Today, the political term “progressive” is most closely associated with supporters of broad social programs such as universal health care, free higher education, student debt forgiveness, and efforts to halt climate change. But in the late 19th and early 20th centuries, the Progressive movement’s strongest initiative was government reform.
America’s “Gilded Age” was an era of near-total political corruption and extreme economic inequality. Steel tycoon Andrew Carnegie, to cite one example, took in income of about $20 million per year—or approximately $535 million in 2021 cash—while a typical worker in one of his steel mills earned an annual wage of about $450 (slightly more than $12K today).

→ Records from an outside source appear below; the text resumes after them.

PR #109, opened 2026-04-29
Add logger info coupling components

matthias-ibach:
Add logger information to base class of coupling components. Add metadata to smb ("Surface mass balance").

# Author's Todos

### DIFF
--- a/src/ebfm/coupling/components/base.py
+++ b/src/ebfm/coupling/components/base.py
@@ -7,6 +7,10 @@ from typing import TYPE_CHECKING
 from collections.abc import Mapping, Callable
 import numpy as np
 
+from ebfm.core import logging
+
+logger = logging.getLogger(__name__)
+
 if TYPE_CHECKING:
     from ebfm.coupling.couplers.base import Coupler
     from ebfm.coupling.fields.base import FieldSet
@@ -66,7 +70,10 @@ class Component(ABC):
             assert (
                 field_name in data_to_exchange
             ), f"Field '{field_name}' is missing in data_to_exchange for component '{self.name}'."
-            self._coupler.put(self.name, field_name, transform(data_to_exchange[field_name]))
+            logger.debug(f"Putting field {field_name=}")
+            err = self._coupler.put(self.name, field_name, transform(data_to_exchange[field_name]))
+            if err:
+                logger.warning(f"Error code {err=} after put of {field_name=}")
 
     def _get_if_coupled(self, field_name: str, transform: Callable = identity) -> np.ndarray | None:
         """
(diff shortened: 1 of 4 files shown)


src/ebfm/coupling/components/base.py
```diff
@@ -66,7 +70,10 @@ def _put_if_coupled(
             assert (
                 field_name in data_to_exchange
             ), f"Field '{field_name}' is missing in data_to_exchange for component '{self.name}'."
-            self._coupler.put(self.name, field_name, transform(data_to_exchange[field_name]))
+            logger.debug(f"Putting field {field_name=}")
+            err = self._coupler.put(self.name, field_name, transform(data_to_exchange[field_name]))
+            if err:
+                logger.warning(f"Error code {err=} after put of {field_name=}")
```
BenjaminRodenberg:
```suggestion
            if err:
                logger.warning(f"Put for {field_name=} returned error code ({err=})")
```
Maybe this rephrasing helps to tell the user that something went wrong and the error code is just some additional information the user does not necessarily have to worry about.

BenjaminRodenberg (changes requested):
Raising a warning instead of just ignoring the error code is certainly a good direction. 

What I currently find a bit odd is to provide an error code to the user without telling the user what to do with it (I would expect such information on debug level when the user asks for it and not so much as a warning). If you want, you could catch specific error codes and provide guidance on how to fix the situation. If this is too complicated, maybe add a message that helps the user to decipher the error code:

* Refer to docs / troubleshooting for a list of error codes and their meaning
* Ask the user to report to developers
* Rephrase as shown in comment

Additionally, I think it actually would not harm to briefly mention this in the changelog as well because this is a user-observable change. This also gives you a place to explain the rationale behind this and why it is a warning and not an error.

src/ebfm/coupling/components/base.py
matthias-ibach: This suggestion has been applied in the code as:
```
            if err:
                logger.warning(
                    f"Put for {field_name=} returned error code ({err=}). Please report this to the developers."
                )
```

matthias-ibach (commented):
Thank you for the valuable comment.
In general, catching specific error codes and mapping them to actionable guidance makes absolutely sense, but it would require deeper knowledge of each coupler's error space. This might be out of scope for this PR. 

What I have done in this PR is adding a changelog entry and applying the rephrasing suggestion. This should make it clear that the error code is supplementary info. 

We could revisit a more detailed error handling in a separate PR or by addressing this in a follow-up issue, if needed!

BenjaminRodenberg (approved):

California was a prime example of a state government that had been taken over by private interests—specifically, the Southern Pacific Railroad. The rail company effectively controlled every aspect of the state’s economy through monopolistic price fixing and paying off public officials. Southern Pacific earned the popular nickname “The Octopus,” because its tentacles were said to reach everywhere, and to strangle anyone who threatened this corporate monstrosity. The colorful nickname for the rail monopoly appears to have originated in a political cartoon by G. Frederick Keller, published in The Wasp, a satirical magazine edited by iconoclastic writer Ambrose Bierce.
California’s Progressives were set on untangling the Octopus’s chokehold on the state. In 1910 voters elected Hiram Johnson, an anti-corruption prosecutor in the San Francisco district attorney's office, who became the leader of the state’s Progressives and arguably the most consequential governor in state history.

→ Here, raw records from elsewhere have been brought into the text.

PR #110, opened 2026-04-30
Make DoF location for exchanged fields configurable

BenjaminRodenberg:
I changed the DoF location from cell corners to centers in #83. The motivation here was that the exchanged fields are conservative fields which need to be defined per-cell.

I now have a different use case where I just want to receive a field from another component and then I want to plot this field. The easiest way to do so is to just receive data on vertices - cell data would require additional connectivity information.

Even though my use-case is only a prototype development I still think it would be useful to be able to configure whether a field should be received on vertices or corners.

The development of a generic interface that allows configuration on component level is still a todo. Alternatively, the coupler could also return data for a fixed pre-defined set of locations, i.e. YAC would compute data for all fields on corners and cell centers by default. This would be a simple approach. However, it would require the user to look inside the specific coupler - thus make the interface less generic.

# Author's Todos

- [ ] I ran the [pre-commit hooks](https://github.com/EBFMorg/EBFM?tab=readme-ov-file#developer-notes) and fixed all issues
- [ ] I added an entry under *develop* in the [CHANGELOG.md](https://github.com/EBFMorg/EBFM/blob/main/CHANGELOG.md) (may be skipped for minor changes not observable for the user)

### DIFF
--- a/src/ebfm/coupling/couplers/yacCoupler.py
+++ b/src/ebfm/coupling/couplers/yacCoupler.py
@@ -268,8 +268,9 @@ class YACCoupler(Coupler[yac.ExchangeType]):
             ), f"Cannot add field '{field.name}' for uncoupled component '{field.coupled_component.name}'."
 
             # TODO: make this configurable in Field base class
-            # dof_location = self.cell_centers
-            dof_location = self.cell_corners
+            # dof_location = self.cell_corners  # breaking existing code
+            
+            dof_location = self.cell_centers  # original setting
 
             yac_field = YACField.from_field(field).construct_yac_field(
                 self.interface, self.component, collection_size, dof_location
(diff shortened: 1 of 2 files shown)


src/ebfm/coupling/couplers/yacCoupler.py
```diff
@@ -264,9 +267,14 @@ def _construct_coupling_pre_sync(self, field_definitions: FieldSet):
                 field.coupled_component.name
             ), f"Cannot add field '{field.name}' for uncoupled component '{field.coupled_component.name}'."
 
+            # TODO: make this configurable in Field base class
+            # dof_location = self.cell_centers
+            dof_location = self.cell_corners
```
BenjaminRodenberg:
```suggestion
            # TODO: make this configurable in Field base class
            # dof_location = self.cell_corners  # breaking existing code
            
            dof_location = self.cell_centers  # original setting
```

PR #111, opened 2026-04-30
Revise component config

BenjaminRodenberg:
While adding a new component I realized that during parsing/configuration there are some places where one can easily forget adding the required functions. I revised the registration of new components in the configuration.

Instead of individual members we now have a dictionary containing `True/False`. If a component is not registered in the dictionary the respective getter should fail (instead of always returning `False`).

Since I wanted to avoid duplication of labels for identifying components I had to move `Component.name` to a different place. Otherwise this would have lead to a circular include. I'm not 100% happy about the fact that a `Component` does not identify it's own name anymore. Instead, the name is defined from the outside. However, this also opens up a new use-case that we could have two different instances of, for example, an `ElmerIce` component which live under different names.

# Author's Todos

### DIFF
--- a/src/ebfm/core/LOOP_EBM.py
+++ b/src/ebfm/core/LOOP_EBM.py
@@ -16,6 +16,10 @@ from ebfm.core import LOOP_EBM_SWout, LOOP_EBM_insolation
 
 from ebfm.coupling import Coupler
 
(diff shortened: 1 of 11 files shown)


k202077 (approved):
based on my limited understanding of Python, it looks fine to me

PR #117, opened 2026-06-03
Fix: CouplingConfig.comms initialisation causes RuntimeError on startup

matthias-ibach:
Problem: `self.comms = {}` led to a runtime error raising `RuntimeError: Group communicators have already been set.` 

This error is not shown as a failed test, see for example [here](https://github.com/EBFMorg/EBFM/actions/runs/26813778392/job/79050238306). Issue #118 was created to address this issue.

Fix: 
- `self.comms = None` + update the annotation to `dict[str, MPI.Comm] | None`
- Add `# type: ignore` on the two lines where `mypy` cannot narrow through method-call guards. This can be discussed and changed if a different solution is preferred. 

# Author's Todos

### DIFF
--- a/src/ebfm/core/comm/mpi_handshake.py
+++ b/src/ebfm/core/comm/mpi_handshake.py
@@ -8,7 +8,6 @@ from mpi4py import MPI
 import numpy as np
 import sys
 
-
 __version__ = "1.0.0"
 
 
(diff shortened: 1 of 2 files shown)


BenjaminRodenberg (approved):
Thanks for the fix 🙏 

I was a bit too quick fixing the mypy stuff yesterday. Strange that the tests do not detect this regression though...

Shortly after taking office, Johnson successfully pushed voters to approve a package of reforms that went under the heading of “direct democracy.” The three reforms written into California’s Constitution—initiative, referendum, and recall—empowered California voters to pass their own laws, veto laws passed by the legislature, and, of course, recall elected officials if they turned out to be corrupt—or for any reason at all. All the while cutting the state legislature and the governor out of the process.
Like Davis before him, Newsom was not accused of corruption—though his ill-advised November dinner at Napa’s ultra-high-end French Laundry restaurant helped drive the recall petition’s success.
The pandemic itself was the driving force behind the recall petition, the third against Newsom, who was also targeted by two unsuccessful recall petitions in 2019. Newsom’s health and safety restrictions seem to have served as a pretext for Republicans, both in and out of state, to target the Democratic governor, with the Republican National Committee pouring a quarter-million dollars into the recall campaign and at least three major donors to Donald Trump’s presidential campaign kicking in another $325,000.
Those funds are nothing compared to what the California public may end up paying for the attempt to oust Newsom just a year before his term ends anyway. According to a Los Angeles Times report, election officials put the cost of executing the recall election at an eye-opening $400 million.